Most of the country’s population of 60 million people still belong to the Yellow Zones with moderate restrictions. There is a night curfew from 10pm across Italy. The government recently extended the ban on cross-border travel until February 25. Exclusions apply to work and emergency situations. In Italy, the authorities counted more than 2.7 million people infected with Corona about a year ago. On Saturday, more than 13,500 new cases were officially added within 24 hours. In Italy, the number of new infections per 100,000 population (seven-day incidence) reported within seven days was more than 130 (February 1 – February 7) – and thus higher than in Germany.
Another setback for the Sanofi coronavirus
When searching for a coronavirus vaccine, the French pharmaceutical company Sanofi has to suffer another setback. The head of the drugmaker, Paul Hudson, told the newspaper that the vaccine developed with US partner Translate Bio will not be available this year. The Sunday Newspaper. So far, Sanofi has assumed that approval will actually be possible in the second half of 2021.
The filter is based on the new mRNA technology that Pfizer, BioNTech and Moderna are also using in their already approved vaccines. Clinical trials should begin this quarter. “This vaccine won’t be ready this year, but it could be useful later on – especially if the mutagenesis continues,” Hudson said.
The news is another setback for Sanofi. The company is already battling a delay over another candidate Covid-19 vaccine, which it has partnered with UK company GlaxoSmithKline. The two companies announced in December that the drug did not stimulate an adequate immune system response in elderly people.
EMA launches a rapid trial of Curevac vaccine
The European Medicines Agency (EMA) has started a rapid test of the vaccine from the manufacturer in Tübingen, Curevac. Emma announced Friday in Amsterdam. Such a measure precedes market approval in the European Union. The decision is based on preliminary results from laboratory tests and clinical studies. According to Emma, this shows that the vaccine stimulates the production of antibodies against the Corona virus.

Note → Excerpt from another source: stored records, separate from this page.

PR #413, opened 2024-07-15
Various fixes from previous PRs

specialtactics:
### Context
These are our previous fixes from some previous PRs, I think they were overriding the composer.json package name so were not merged.

### What has been done
Fixes various issues which remain in the master branch.

### Notes

We've been maintaining a fork of this package with these fixes (at covergenius/php-vcr), however it's great to see that this package is once again maintained, we are just contributing back what has not yet been addressed since our fork.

The authority evaluates the data according to a so-called periodic review process. In this process, data and results are constantly checked, even if the test series has not yet been completed and no application for approval has been submitted in the European Union yet. The procedure is faster than traditional tests but is equally accurate, says Emma. It remains unclear how long the test will take. Once there is sufficient evidence of vaccine efficacy, the manufacturer can apply for a marketing authorization in the European Union.
Ema experts give recommendation. The European Union Commission officially decides. There are two other vaccine testing procedures currently underway. So far, three vaccines have been approved in the European Union. Ema wants to test vaccines that are supposed to work against new variants of the virus especially quickly. The guidelines are currently under review, Marco Cavalieri, head of the responsible Emma Group, told Reuters. Smaller changes in materials mean smaller test groups “with a few hundred participants instead of 30.00 to 40,000” will suffice.